In late March, celebrated businessman and philanthropist David Rockefeller died at the age of 101. David was the last living grandson of John D. Rockefeller, one of the forefathers of philanthropy in the United States.
In many ways, David carried on the legacy of his grandfather and his family name. He lived a life devoted as much to giving back to the community as succeeding in business. According to his closest friends, it was his ability to give charitably that provided him with the greatest pleasure in life. Before he died, he had given away more than $2 billion to various causes and had made a lasting mark on American philanthropy through his support of the Giving Pledge, a landmark effort to encourage the world’s wealthiest people to dedicate most of their fortunes to charity.
David Rockefeller took an approach to philanthropy that is not common among today’s largest donors. Rather than looking at giving as a scientific endeavor, he saw philanthropy as a matter of the heart. To that end, he was less concerned about metrics and micromanagement of the organizations he funded. Rockefeller gave unrestricted gifts to the institutions he supported, believing that they would understand how to make the most of the money. In addition, his giving was characterized by patience. He knew that systemic problems would take decades to solve and was more concerned with long-term goals rather than immediate achievements.
A Major Bequest to the Rockefeller Brothers Fund
Born in 1915, David Rockefeller saw firsthand the impact that his family made over the decades. He was influenced by the exploits of his father and grandfather to begin giving at an early age, and established the Rockefeller Brothers Fund with his older siblings when he was 25. This fund was meant to secure the place of the third generation of the Rockefeller family among the greats of American philanthropy. Rockefeller was active with the fund from the beginning and served as secretary of the board after its inception. In fact, he sat on the board of the fund for decades and chaired it during a period in the 1980s. During this time, he increased the foundation’s transparency and professionalism substantially.

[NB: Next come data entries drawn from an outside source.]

PR #9056, opened 2025-06-11
Add more log context on key events

raymyers:

---

Agent Status Error was logged with no context, intended for counting and assuming the exception would be logged elsewhere. However, it's proving difficult to understand which errors are directly causing this so adding a reason. Also changing it from a log to an info.

Similar changes are made to session start logging to make it more descriptive.

---

---

```
docker run -it --rm   -p 3000:3000   -v /var/run/docker.sock:/var/run/docker.sock   --add-host host.docker.internal:host-gateway   -e SANDBOX_RUNTIME_CONTAINER_IMAGE=docker.all-hands.dev/all-hands-ai/runtime:c414b7f-nikolaik   --name openhands-app-c414b7f   docker.all-hands.dev/all-hands-ai/openhands:c414b7f
```

### DIFF
--- a/openhands/server/session/agent_session.py
+++ b/openhands/server/session/agent_session.py
@@ -121,7 +121,7 @@ class AgentSession:
         self._started_at = started_at
         finished = False  # For monitoring
         runtime_connected = False
-
+        restored_state = False
         custom_secrets_handler = UserSecrets(
             custom_secrets=custom_secrets if custom_secrets else {}
         )
@@ -172,7 +172,7 @@ class AgentSession:
                     agent_configs,
                 )
             else:
-                self.controller = self._create_controller(
+                self.controller, restored_state = self._create_controller(
                     agent,
                     config.security.confirmation_mode,
                     max_iterations,
@@ -203,7 +203,7 @@ class AgentSession:
                 'signal': 'agent_session_start',
                 'success': success,
                 'duration': duration,
-                'has_replay': replay_json is not None
+                'restored_state': restored_state
             }
             if success:
                 self.logger.info(
@@ -261,7 +261,7 @@ class AgentSession:
         """
         assert initial_message is None
         replay_events = ReplayManager.get_replay_events(json.loads(replay_json))
-        self.controller = self._create_controller(
+        self.controller, _ = self._create_controller(
             agent,
             config.security.confirmation_mode,
             max_iterations,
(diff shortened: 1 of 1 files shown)


openhands/server/session/agent_session.py
```diff
@@ -197,14 +196,24 @@ async def start(
...
-                    'duration': (time.time() - started_at),
-                },
-            )
+            duration = (time.time() - started_at)
+
+            log_metadata = {
+                'signal': 'agent_session_start',
+                'success': success,
+                'duration': duration,
+                'has_replay': replay_json is not None
```
raymyers: The intention is that has_replay should indicate if this is a new session or resuming one (right?), so we can see if resuming fails more often.

openhands/server/session/agent_session.py
```diff
@@ -197,14 +196,24 @@ async def start(
...
+            }
+            if success:
+                self.logger.info(
+                    f'Agent session start succeeded in {duration}s',
+                    extra=log_metadata
+                )
+            else:
+                self.logger.error(
+                    f'Agent session start failed in {duration}s',
+                    extra=log_metadata
```
raymyers, line 216: Sometimes this indicates an exception, which is logged in the parent call session::start().

Why are AgentSession and Session different classes again?

openhands/server/session/agent_session.py
rbren: replay != resume

replay is a dev feature where you can upload JSON

rbren: There's a fn in here like "get existing agent state" which may or may not return None--that's your best indicator of if we're resuming an old session

openhands/server/session/agent_session.py
rbren: They don't really need to be different classes--one just holds the other as a member

rbren: Also good call splitting these logs--this tricked us the other day

rbren (approved):

openhands/server/session/agent_session.py
raymyers: Thanks. Should be correct now, tracking restored_state instead of has_replay. Had to return a tuple to get it, but it's just an internal method so should be OK, restructuring seemed uglier. Or would have had to give AgentController a public property to express it.

PR #9078, opened 2025-06-11
Add workspace settings configuration to CLI

### LINKED ISSUE #9077: [Feature]: Add workspace settings configuration to CLI
  Users are experiencing confusion regarding workspace settings when using the CLI. There is currently no straightforward way to set the workspace via the CLI, which leads to confusion about alternative methods such as environment variables (`SANDBOX_VOLUMES`) and `config.toml`. This impacts usability and creates friction during the setup process.

**Desired UX of the solution**
  - Add an option in the CLI that allows users to configure the workspace settings directly.
  - Ensure consistent defaults for workspace settings to improve user experience.

**Technical implementation**
  - Enhance the CLI to provide a straightforward option for setting workspace settings during initial setup.
  - Deprecate alternate methods like configuring through `config.toml` and environment variables.

**Alternatives considered**
  - Keeping the workspace configuration in `config.toml` with clear documentation adjustments. However, this approach does not resolve the user experience issues entirely.

**Additional context**
  Extensive conversations in Slack indicate user confusion regarding configuration options and default behaviors.

**Issue Created By**: Graham Neubig on Slack
**Link to Slack Thread**: https://openhands-ai.slack.com/archives/C078L0FUGUX/p1749644955190739?thread_ts=1749644955.190739&cid=C078L0FUGUX

neubig:
This PR adds workspace settings configuration to the CLI, addressing issue #9077.

## Changes
- Added a new `modify_workspace_settings` function to configure workspace settings via CLI
- Updated the Settings model to include workspace_base and sandbox_volumes fields
- Added workspace settings to the settings display
- Added a new "Workspace" option in the settings menu
- Added tests for the new functionality

## Testing
- Added unit tests for the new workspace settings functionality
- Manually tested the CLI workflow

Fixes #9077

@neubig can click here to [continue refining the PR](https://app.all-hands.dev/390f0fc7f4b64afe9305258eb5bc41a9)

---

```
docker run -it --rm   -p 3000:3000   -v /var/run/docker.sock:/var/run/docker.sock   --add-host host.docker.internal:host-gateway   -e SANDBOX_RUNTIME_CONTAINER_IMAGE=docker.all-hands.dev/all-hands-ai/runtime:9bf45bd-nikolaik   --name openhands-app-9bf45bd   docker.all-hands.dev/all-hands-ai/openhands:9bf45bd
```


neubig:
@openhands python unit tests are failing. Do an RCA of the root cause and then make a minimal fix to fix the issue

neubig:
@openhands workspace_base is deprecated, so we can revert the parts of this PR that use that. sandbox_volumes is the only variable we need to care about.

openhands/storage/data_models/settings.py
```diff
@@ -42,6 +42,8 @@ class Settings(BaseModel):
     search_api_key: SecretStr | None = None
     email: str | None = None
     email_verified: bool | None = None
+    workspace_base: str | None = None
```
neubig:
```suggestion
```

openhands/storage/data_models/settings.py
```diff
@@ -131,5 +133,7 @@ def from_config() -> Settings | None:
             remote_runtime_resource_factor=app_config.sandbox.remote_runtime_resource_factor,
             mcp_config=mcp_config,
             search_api_key=app_config.search_api_key,
+            workspace_base=app_config.workspace_base,
```
neubig:
```suggestion
```

neubig:
@openhands add a test checking if it is possible to start a cli session, use the settings menu to set the sandbox volume, start a new conversation, and make sure that the sandbox volume setting is still preserved. try to mock nothing to make sure that it is a faithful test of the cli's actual behavior. note that the sandbox volume should be preserved in the settings written to disk, just as the llm model and api key are

mamoodi:
- submitted instances: 50
- empty patch instances: 0
- resolved instances: 27
- unresolved instances: 23
- error instances: 0 - Download at: https://github.com/All-Hands-AI/pr-eval-results/releases/download/1.0.0/add-workspace-settings-to-cli-786_25-06-13-03-34.tar.gz

neubig:
I tested and this seems to be working OK.

enyst (changes requested):
Thank you for tackling this issue!

I have a bit of a doubt about the implementation, please correct me if I didn’t get this right. The PR seems to define sandbox volumes as if they were docker volume definitions, but CLI mode doesn’t use docker runtime, it uses CLIRuntime, which is fully local. I’m not sure how that would work for people?

In addition, the PR adds an attribute in Settings and it applies it in CLI if config.sandbox_volumes is not defined, but I think maybe this should generally work the other way around: what is in “settings” overrides config, and fallback to config if the “setting” isn’t present. This is just a nit.

I’m also not sure if this has a consequence on the web UI, because the `server` also uses this BaseModel for settings. If we go with it, I feel we need to test a bit that the web frontend works normally with the new setting, but also that it’s not accessible for override from the outside on the web API… since that might break security on the SaaS

enyst:
I’d like to take a step back here and think again. What exactly are people missing, what is the bug we’re fixing, and how do we want the experience to be?

I’m using CLI on a regular basis for some weeks now, and it works fine. I usually set `workspace` in my `config.toml`. I think, if the user doesn’t have it set, we want `openhands CLI` to just work, from the directory that it’s run from.

Does that make sense?

PR #9086, opened 2025-06-11
chore - Add pydantic lib to type checking

raymyers:

---

We do not use the full poetry dependencies for mypy type checking, we only check the libraries listed in `dev_config/python/.pre-commit-config.yaml`. This means we miss a lot of checks.

This adds pydantic lib makes changes to make mypy pass.

---

### DIFF
--- a/openhands/server/routes/manage_conversations.py
+++ b/openhands/server/routes/manage_conversations.py
@@ -316,7 +316,7 @@ async def get_prompt(
         raise ValueError('Settings not found')
 
     llm_config = LLMConfig(
-        model=settings.llm_model,
+        model=settings.llm_model or '',
         api_key=settings.llm_api_key,
         base_url=settings.llm_base_url,
     )
--- a/dev_config/python/.pre-commit-config.yaml
+++ b/dev_config/python/.pre-commit-config.yaml
@@ -37,7 +37,7 @@ repos:
     hooks:
       - id: mypy
         additional_dependencies:
-          [types-requests, types-setuptools, types-pyyaml, types-toml, types-docker, lxml]
+          [types-requests, types-setuptools, types-pyyaml, types-toml, types-docker, pydantic, lxml]
         # To see gaps add `--html-report mypy-report/`
         entry: mypy --config-file dev_config/python/mypy.ini openhands/
         always_run: true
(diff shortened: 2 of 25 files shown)


openhands/server/routes/manage_conversations.py
```diff
@@ -316,7 +316,7 @@ async def get_prompt(
         raise ValueError('Settings not found')
 
     llm_config = LLMConfig(
-        model=settings.llm_model,
+        model=settings.llm_model or '',
```
raymyers, line 325: Maybe we should check this and raise a ValueError? That's probably what the Pydantic model would have done.

enyst: IIRC what we name `settings` is loaded from `settings.json`, and it should only **override** the app configuration on some options like this. Just like, let's say, CLI parameters override the app configuration if passed to the command.

If it's not in the .json, the behavior should be (and maybe it isn't atm, though I think it is somewhere in `server` too) that it falls back and gets initialized from the app configuration, meaning from env vars and config.toml.

With the caveat that I didn't check the surrounding code here exactly, IMHO maybe we shouldn't add a ValueError if that means we'll have to remove it anyway when we fix/review this behavior?

raymyers: Thanks, given that context I'd be fine leaving it as is (defaulting to blank), I don't think we would really get to this point without it set anyway

raymyers:
@OpenHands please use the makefile to run backend lint, and do nothing else

raymyers:
@OpenHands please address these with ignore comments

openhands/memory/conversation_memory.py:405: error: Item "ImageContent" of "TextContent | ImageContent" has no attribute "text"  [union-attr]
openhands/memory/conversation_memory.py:413: error: Item "ImageContent" of "TextContent | ImageContent" has no attribute "text"  [union-attr]
openhands/memory/conversation_memory.py:448: error: List item 0 has incompatible type "str | None"; expected "str"  [list-item]
openhands/memory/conversation_memory.py:456: error: Item "ImageContent" of "TextContent | ImageContent" has no attribute "text"  [union-attr]
openhands/memory/conversation_memory.py:464: error: Item "ImageContent" of "TextContent | ImageContent" has no attribute "text"  [union-attr]
openhands/integrations/utils.py:29: error: Statement is unreachable  [unreachable]
Found 6 errors in 2 files (checked 332 source files)

neubig (approved):
LGTM. I'm not a huge fan of adding so many type ignores, but maybe it's better to get this in now and then gradually remove the type ignores later

PR #9097, opened 2025-06-12
Condensation request signal in event stream

csmith49:

---

This PR adds a new event that represents a request for a condensation. This is intended to clean up the control flow of the agent controller by allowing us to use existing condensation implementations instead of the `apply_conversation_window` logic (which is a bit brittle and doesn't produce any kind of summary for the forgotten events).

As a bonus, it becomes possible to trigger condensation with a tool call, meaning the agent can now choose to condense or can do so when requested by the user.

---

### DIFF
--- a/openhands/agenthub/codeact_agent/codeact_agent.py
+++ b/openhands/agenthub/codeact_agent/codeact_agent.py
@@ -12,6 +12,9 @@ if TYPE_CHECKING:
 import openhands.agenthub.codeact_agent.function_calling as codeact_function_calling
 from openhands.agenthub.codeact_agent.tools.bash import create_cmd_run_tool
 from openhands.agenthub.codeact_agent.tools.browser import BrowserTool
+from openhands.agenthub.codeact_agent.tools.condensation_request import (
+    CondensationRequestTool,
+)
 from openhands.agenthub.codeact_agent.tools.finish import FinishTool
 from openhands.agenthub.codeact_agent.tools.ipython import IPythonTool
 from openhands.agenthub.codeact_agent.tools.llm_based_edit import LLMBasedFileEditTool
@@ -118,6 +121,8 @@ class CodeActAgent(Agent):
             tools.append(ThinkTool)
         if self.config.enable_finish:
             tools.append(FinishTool)
+        if self.config.enable_condensation_request:
+            tools.append(CondensationRequestTool)
         if self.config.enable_browsing:
             if sys.platform == 'win32':
                 logger.warning('Windows runtime does not support browsing yet')
--- a/openhands/agenthub/codeact_agent/tools/condensation_request.py
+++ b/openhands/agenthub/codeact_agent/tools/condensation_request.py
@@ -1,0 +1,23 @@
+from litellm import ChatCompletionToolParam, ChatCompletionToolParamFunctionChunk
+
+_CONDENSATION_REQUEST_DESCRIPTION = """Request a condensation of the conversation history when the context becomes too long or when you need to focus on the most relevant information.
+
+This tool helps manage conversation context by requesting a summary of the conversation history. Use it when:
+1. The conversation has become very long and you need to reduce context size
+2. You want to focus on the most important information from the conversation
+3. You're experiencing issues with context limits
+
+The tool takes no arguments and simply requests the system to condense the conversation history."""
+
+CondensationRequestTool = ChatCompletionToolParam(
+    type='function',
+    function=ChatCompletionToolParamFunctionChunk(
+        name='request_condensation',
+        description=_CONDENSATION_REQUEST_DESCRIPTION,
+        parameters={
+            'type': 'object',
+            'properties': {},
+            'required': [],
+        },
+    ),
+)
--- a/openhands/controller/agent_controller.py
+++ b/openhands/controller/agent_controller.py
@@ -59,7 +59,11 @@ from openhands.events.action import (
     NullAction,
     SystemMessageAction,
 )
-from openhands.events.action.agent import CondensationAction, RecallAction
+from openhands.events.action.agent import (
+    CondensationAction,
+    CondensationRequestAction,
+    RecallAction,
+)
 from openhands.events.event import Event
 from openhands.events.event_filter import EventFilter
 from openhands.events.observation import (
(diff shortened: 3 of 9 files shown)


openhands/controller/agent_controller.py
```diff
@@ -1160,180 +1167,6 @@ def _init_history(self) -> None:
...
-                if forgotten_event_ids
-                else 0,
-                forgotten_events_end_id=max(forgotten_event_ids)
-                if forgotten_event_ids
-                else 0,
-            ),
-            EventSource.AGENT,
-        )
-
-    def _apply_conversation_window(self, history: list[Event]) -> list[Event]:
```
csmith49, line 992: Moved to `ConversationWindowCondenser.get_condensation`.

tests/unit/test_agent_controller.py
```diff
@@ -1512,71 +1544,3 @@ def test_system_message_in_event_stream(mock_agent, test_event_stream):
     assert isinstance(events[0], SystemMessageAction)
     assert events[0].content == 'Test system message'
     assert events[0].tools == ['test_tool']
-
-
-@pytest.mark.asyncio
-async def test_openrouter_context_window_exceeded_error(
```
csmith49, line 1620: Captured by the parametrized `test_context_window_exceeded_error_handling`.

openhands/core/config/agent_config.py
```diff
@@ -28,6 +28,8 @@ class AgentConfig(BaseModel):
     """Whether to enable think tool"""
     enable_finish: bool = Field(default=True)
     """Whether to enable finish tool"""
+    enable_condensation_request: bool = Field(default=True)
```
enyst: If we make it true by default, I think we need to eval it before merging (or disable manually in evals).

IMHO there are several benefits of this PR even if we set it false, and/or eval doesn’t quite like it, so we may need to make a choice. Can we try an eval?

openhands/core/config/condenser_config.py
```diff
@@ -169,6 +169,15 @@ class CondenserPipelineConfig(BaseModel):
 
     model_config = {'extra': 'forbid'}
 
+class ConversationWindowCondenserConfig(BaseModel):
+    """Configuration for ConversationWindowCondenser.
+
+    Not currently supported by the TOML or ENV_VAR configuration strategies.
```
enyst, line 173: Is it possible to fix this?

csmith49: Ah, Claude-generated doc-string. I'll make sure it's supported then fix this.

openhands/core/config/agent_config.py
csmith49: I'm cool with setting it to `False` by default. Right now the tool call is a little brittle (agent loves to just keep on condensing), maybe we just keep it `False` until it's evaluated and stress-tested a bit.

openhands/events/action/agent.py
```diff
@@ -195,3 +195,17 @@ def message(self) -> str:
         if self.summary:
             return f'Summary: {self.summary}'
         return f'Condenser is dropping the events: {self.forgotten}.'
+
+@dataclass
+class CondensationRequestAction(Action):
```
enyst, line 201: Just a thought: for a while, we had actions that are about the agent itself prefixed with `Agent*` if they were also available to the agent to return. It’s not respected since forever by `ChangeAgentStateAction`, but the rest did…; on the other hand, I think we’ve kind of broken it a bit more with the `RecallAction` - which is currently not available to the agent, but it could become!

🤔

Due to the length of this name, too, I’m tempted to say, let’s leave the name as it is, without Agent*, and just agree to send that pattern to the dust bin of history…

openhands/agenthub/codeact_agent/codeact_agent.py
```diff
@@ -118,6 +121,8 @@ def _get_tools(self) -> list['ChatCompletionToolParam']:
             tools.append(ThinkTool)
         if self.config.enable_finish:
             tools.append(FinishTool)
+        if self.config.enable_condensation_request:
```
enyst, line 125: Maybe we could also add it to `config.template.toml` with a line of doc, for people to know (or for us to easily point to it when asked 😅)

openhands/agenthub/codeact_agent/tools/condensation_request.py
```diff
@@ -0,0 +1,23 @@
+from litellm import ChatCompletionToolParam, ChatCompletionToolParamFunctionChunk
+
+_CONDENSATION_REQUEST_DESCRIPTION = """Request a condensation of the conversation history when the context becomes too long or when you need to focus on the most relevant information.
+
+This tool helps manage conversation context by requesting a summary of the conversation history. Use it when:
+1. The conversation has become very long and you need to reduce context size
+2. You want to focus on the most important information from the conversation
+3. You're experiencing issues with context limits
```
enyst: This last bit, in particular, feels like Claude may love it too much. I seem to recall that we had a similar string as message for the AgentCondensationAction that made it into agent’s history, and Claude was getting tripped up by it, thinking it needs to do it or something.

openhands/core/config/agent_config.py
enyst: Cool, let’s do that! 

Aha 😅 , I also made a small note below, where the prompt may be a bit _like_ a message we had before, which Claude was very interested in, for some reason 🤷

enyst (approved):
Thank you for this! IMHO this is an elegant solution out of our current disjointed handling, and I love the way it’s heading!

One thing we may want to consider, is that we may (?) end up in an infinite loop again for an agent that doesn’t have a condenser. 🤔 It seems like it would just return the `request` action to the controller, which no longer truncates nor stops. If that is the case, maybe… maybe we could enable this new condenser in all agents?

openhands/agenthub/codeact_agent/tools/condensation_request.py
csmith49: I've deleted this, helps avoid the loops where the agent continuously requests a condensation. Before (and if!) we turn this on as a default tool we'll want some better fixes here I think.

openhands/events/action/agent.py
csmith49: I don't have strong opinions on this, but I agree the name would be a bit long. Are we using the `Agent*` prefix for technical reasons or just for logical ones?

enyst: No technical reasons. So we can just change our mind.

li-boxuan:
@csmith49 Just curious: I see `enable_condensation_request` is disabled by default. Has this option been ever evaluated? I feel like it might be useful for web browsing tasks.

One of Rockefeller’s biggest roles with the fund involved expanding its international reach with multilateral grantmaking related to security and diplomacy. His passion for international affairs was evident in his work—Chase Manhattan Bank, which he oversaw, became one of the world’s first global banks. He came of age in the era leading up to World War II and spent a summer in Germany in 1933, while he was an undergraduate at Harvard University. This was the year Hitler came to power. Later, Rockefeller served in the military and became devoted to securing and maintaining global peace. His family donated the land for the United Nations building in Manhattan. Rockefeller also became part of the Council on Foreign Relations in 1941 and remained a member for 76 years. In addition to being a major supporter of the organization, he chaired its board for 15 years.
The largest bequest from Rockefeller’s estate will go to the Rockefeller Brothers Fund, which recently pledged to step up its grantmaking in response to the Trump administration. This bequest will likely push the fund over the billion-dollar mark and will allow it to increase annual grants by about 50 percent.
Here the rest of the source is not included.